А. В. Документом, я думаю, может быть только предмет неодушевленный. Всякая неодушевленная вещь – объект документальный. А все, что одушевлено, перестает быть таким объектом, потому что одушевленность обязательно вступает во взаимоотношения с объективом. И тем самым перестает быть объектом наблюдения. Конечно, камеру подстраивают, прячут. Это есть некий прием, чтобы исключить всякие взаимоотношения одушевленной вещи с объектом наблюдения. «Ночь и туман» Алена Рене – документальное кино. Мне скажут, там же люди. Но люди, доведенные в лагере до неодушевленности, до неодушевленных объектов.
З. А. А если наблюдаемый снимается скрытой камерой?
А. В. Всегда есть третий глаз, который сакрализует связь между объектом наблюдения и наблюдающим объективом. Эта связь сакральная. Если скрытую камеру, которая за кем-то наблюдала, бросить после съемки в море, то это и будет максимальное документальное кино.
З. А. То есть документальное в кино – невидимое, которое, однако, есть.
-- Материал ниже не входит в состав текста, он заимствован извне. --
PR #6331, opened 2021-09-23
[ci] Run Mac MSBuild tests on 6 nodes instead of 3.

jpobst:
In order to have sub-2 hour builds, we should endeavor to keep the `Mac Build` stage under an hour, and each individual Test job under an hour.

The Mac MSBuild tests take considerably longer than the Windows tests, breaking the 1 hour limit:

image

This is because they run on the public `Azure Pipelines` Mac images, which are slower than our private Android-specific Windows agents.  The good news is that there are an ~infinite number of them, which means we can simply split our tests across more agents.

However, our Android-specific Windows agents **are** limited in number, so we do not want to split the tests any further for them.  By doubling our Mac agents from 3 to 6, we can simplify the logic to keep Windows at 3 nodes.  Each Windows node runs 2 categories:

- Windows Node 1 runs `[Category ("Node-1")]` and `[Category ("Node-4")]`
- Windows Node 2 runs `[Category ("Node-2")]` and `[Category ("Node-5")]`
- Windows Node 3 runs `[Category ("Node-3")]` and `[Category ("Node-6")]`

The `BuildTest` test fixture had to be split into `BuildTest2` in order to split its test load across 2 agents.

With this PR, each test job is approximately under an hour.  There are some variances based on how long it takes to provision the dependencies that make it impossible to perfectly load balance.  We can tweak the balance in the future if needed.

image

### DIFF
--- a/build-tools/automation/azure-pipelines.yaml
+++ b/build-tools/automation/azure-pipelines.yaml
@@ -954,11 +954,33 @@ stages:
       job_name: mac_msbuild_tests_3
       job_suffix: Legacy
       nunit_categories: '&& cat != SmokeTests'
+      
+  - template: yaml-templates\run-msbuild-mac-tests.yaml
+    parameters:
+      node_id: 4
+      job_name: mac_msbuild_tests_4
+      job_suffix: Legacy
+      nunit_categories: '&& cat != SmokeTests'
+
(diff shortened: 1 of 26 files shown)


jonathanpeppers (approved):
This looks good, like it should help quite a bit.

We need this same treatment on these, though:

image

pjcollins (approved):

В этом его предел. Недостижимый. Замечательно.
А. В. Вот мир животных. Они же объекты одушевленные. Или нет? К какому «жанру» их отнести?
З. А. Мы давно с Виталием Манским говорили об этом. Он рассказывал, как его жена смотрела знаменитый французский фильм «Птицы» и была уверена, что «так снимать» невозможно, что это компьютерные ухищрения. Выяснилось, что когда птица находится в яйце, с ней можно общаться. А когда вылупляется, идет за тем, кого первым увидит. Режиссер становится для такой птицы «мамой».
А. В. Я и говорю: все, что одушевлено, объектом документальной камеры являться не может. Прежде всего, именно человеку невозможно стать объектом документального наблюдения.
З. А. Но мы такие случаи все же знаем, хотя, может быть, надо такое кино как-то иначе называть. Другое дело, что, начиная с Флаэрти, речь все-таки идет о совмещении принципов игрового и неигрового кино.
А. В. Когда мы с тобой говорили об Олеге Морозове и его картине «Следующее воскресение», ты сказала про postdoc. По-моему, правильно. Давай я прямо сейчас посмотрю в словаре. Мне кажется, значения слов мета и пост совпадают. Вот: мета – в переводе с греческого означает после, за, через. Пост – в переводе с латинского – это позже, затем, вслед. Метадок – как-то не скажешь, лучше – postdoc.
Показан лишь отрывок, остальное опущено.